__TASK TO COMPLETE__
Without adding or dropping anything, copy the entries below.

•••••

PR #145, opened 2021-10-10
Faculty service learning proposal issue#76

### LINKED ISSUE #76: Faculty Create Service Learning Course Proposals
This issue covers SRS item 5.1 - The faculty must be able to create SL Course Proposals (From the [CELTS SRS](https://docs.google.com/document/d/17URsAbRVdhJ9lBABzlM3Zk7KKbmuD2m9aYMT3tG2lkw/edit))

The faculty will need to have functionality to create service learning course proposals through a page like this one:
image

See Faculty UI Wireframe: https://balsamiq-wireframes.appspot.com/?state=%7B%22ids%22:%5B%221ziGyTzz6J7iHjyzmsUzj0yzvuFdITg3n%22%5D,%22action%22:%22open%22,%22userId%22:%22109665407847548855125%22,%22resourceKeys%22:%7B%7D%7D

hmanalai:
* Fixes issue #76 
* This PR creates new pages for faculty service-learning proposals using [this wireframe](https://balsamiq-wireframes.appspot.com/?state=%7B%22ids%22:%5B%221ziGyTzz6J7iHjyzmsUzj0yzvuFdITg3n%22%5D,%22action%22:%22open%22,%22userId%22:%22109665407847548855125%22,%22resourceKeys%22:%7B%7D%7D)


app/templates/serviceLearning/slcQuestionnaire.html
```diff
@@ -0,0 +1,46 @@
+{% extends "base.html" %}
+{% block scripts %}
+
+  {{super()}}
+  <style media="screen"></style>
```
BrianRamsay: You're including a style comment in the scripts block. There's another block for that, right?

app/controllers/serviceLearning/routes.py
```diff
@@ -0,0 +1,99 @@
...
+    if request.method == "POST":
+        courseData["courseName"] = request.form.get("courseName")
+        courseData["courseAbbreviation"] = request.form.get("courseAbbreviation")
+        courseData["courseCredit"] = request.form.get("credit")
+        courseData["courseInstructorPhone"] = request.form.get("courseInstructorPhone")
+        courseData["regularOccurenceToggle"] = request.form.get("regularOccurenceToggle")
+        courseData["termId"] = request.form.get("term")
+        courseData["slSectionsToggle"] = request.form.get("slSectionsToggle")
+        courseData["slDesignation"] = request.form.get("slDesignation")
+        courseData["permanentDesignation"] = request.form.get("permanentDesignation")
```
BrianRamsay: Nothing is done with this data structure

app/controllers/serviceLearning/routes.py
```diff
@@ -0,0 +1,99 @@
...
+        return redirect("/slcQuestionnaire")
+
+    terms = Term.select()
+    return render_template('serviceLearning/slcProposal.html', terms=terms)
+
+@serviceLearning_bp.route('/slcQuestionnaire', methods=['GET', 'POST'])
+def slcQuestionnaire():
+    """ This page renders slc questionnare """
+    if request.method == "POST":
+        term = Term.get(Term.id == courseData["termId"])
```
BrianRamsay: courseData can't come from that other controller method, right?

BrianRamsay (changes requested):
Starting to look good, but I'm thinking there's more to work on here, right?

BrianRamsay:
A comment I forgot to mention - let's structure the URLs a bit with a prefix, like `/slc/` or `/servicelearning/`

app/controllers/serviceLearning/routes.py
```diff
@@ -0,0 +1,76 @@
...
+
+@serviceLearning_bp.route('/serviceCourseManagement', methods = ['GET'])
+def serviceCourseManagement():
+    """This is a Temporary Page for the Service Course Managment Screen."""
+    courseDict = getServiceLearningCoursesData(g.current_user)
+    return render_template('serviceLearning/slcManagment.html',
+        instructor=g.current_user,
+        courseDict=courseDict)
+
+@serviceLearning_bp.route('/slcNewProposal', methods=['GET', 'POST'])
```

•••••

__EXERCISE SOLUTION__
PR #145, opened 2021-10-10
Faculty service learning proposal issue#76

### LINKED ISSUE #76: Faculty Create Service Learning Course Proposals
This issue covers SRS item 5.1 - The faculty must be able to create SL Course Proposals (From the [CELTS SRS](https://docs.google.com/document/d/17URsAbRVdhJ9lBABzlM3Zk7KKbmuD2m9aYMT3tG2lkw/edit))

The faculty will need to have functionality to create service learning course proposals through a page like this one:
image

See Faculty UI Wireframe: https://balsamiq-wireframes.appspot.com/?state=%7B%22ids%22:%5B%221ziGyTzz6J7iHjyzmsUzj0yzvuFdITg3n%22%5D,%22action%22:%22open%22,%22userId%22:%22109665407847548855125%22,%22resourceKeys%22:%7B%7D%7D

hmanalai:
* Fixes issue #76 
* This PR creates new pages for faculty service-learning proposals using [this wireframe](https://balsamiq-wireframes.appspot.com/?state=%7B%22ids%22:%5B%221ziGyTzz6J7iHjyzmsUzj0yzvuFdITg3n%22%5D,%22action%22:%22open%22,%22userId%22:%22109665407847548855125%22,%22resourceKeys%22:%7B%7D%7D)


app/templates/serviceLearning/slcQuestionnaire.html
```diff
@@ -0,0 +1,46 @@
+{% extends "base.html" %}
+{% block scripts %}
+
+  {{super()}}
+  <style media="screen"></style>
```
BrianRamsay: You're including a style comment in the scripts block. There's another block for that, right?

app/controllers/serviceLearning/routes.py
```diff
@@ -0,0 +1,99 @@
...
+    if request.method == "POST":
+        courseData["courseName"] = request.form.get("courseName")
+        courseData["courseAbbreviation"] = request.form.get("courseAbbreviation")
+        courseData["courseCredit"] = request.form.get("credit")
+        courseData["courseInstructorPhone"] = request.form.get("courseInstructorPhone")
+        courseData["regularOccurenceToggle"] = request.form.get("regularOccurenceToggle")
+        courseData["termId"] = request.form.get("term")
+        courseData["slSectionsToggle"] = request.form.get("slSectionsToggle")
+        courseData["slDesignation"] = request.form.get("slDesignation")
+        courseData["permanentDesignation"] = request.form.get("permanentDesignation")
```
BrianRamsay: Nothing is done with this data structure

app/controllers/serviceLearning/routes.py
```diff
@@ -0,0 +1,99 @@
...
+        return redirect("/slcQuestionnaire")
+
+    terms = Term.select()
+    return render_template('serviceLearning/slcProposal.html', terms=terms)
+
+@serviceLearning_bp.route('/slcQuestionnaire', methods=['GET', 'POST'])
+def slcQuestionnaire():
+    """ This page renders slc questionnare """
+    if request.method == "POST":
+        term = Term.get(Term.id == courseData["termId"])
```
BrianRamsay: courseData can't come from that other controller method, right?

BrianRamsay (changes requested):
Starting to look good, but I'm thinking there's more to work on here, right?

BrianRamsay:
A comment I forgot to mention - let's structure the URLs a bit with a prefix, like `/slc/` or `/servicelearning/`

app/controllers/serviceLearning/routes.py
```diff
@@ -0,0 +1,76 @@
...
+
+@serviceLearning_bp.route('/serviceCourseManagement', methods = ['GET'])
+def serviceCourseManagement():
+    """This is a Temporary Page for the Service Course Managment Screen."""
+    courseDict = getServiceLearningCoursesData(g.current_user)
+    return render_template('serviceLearning/slcManagment.html',
+        instructor=g.current_user,
+        courseDict=courseDict)
+
+@serviceLearning_bp.route('/slcNewProposal', methods=['GET', 'POST'])
```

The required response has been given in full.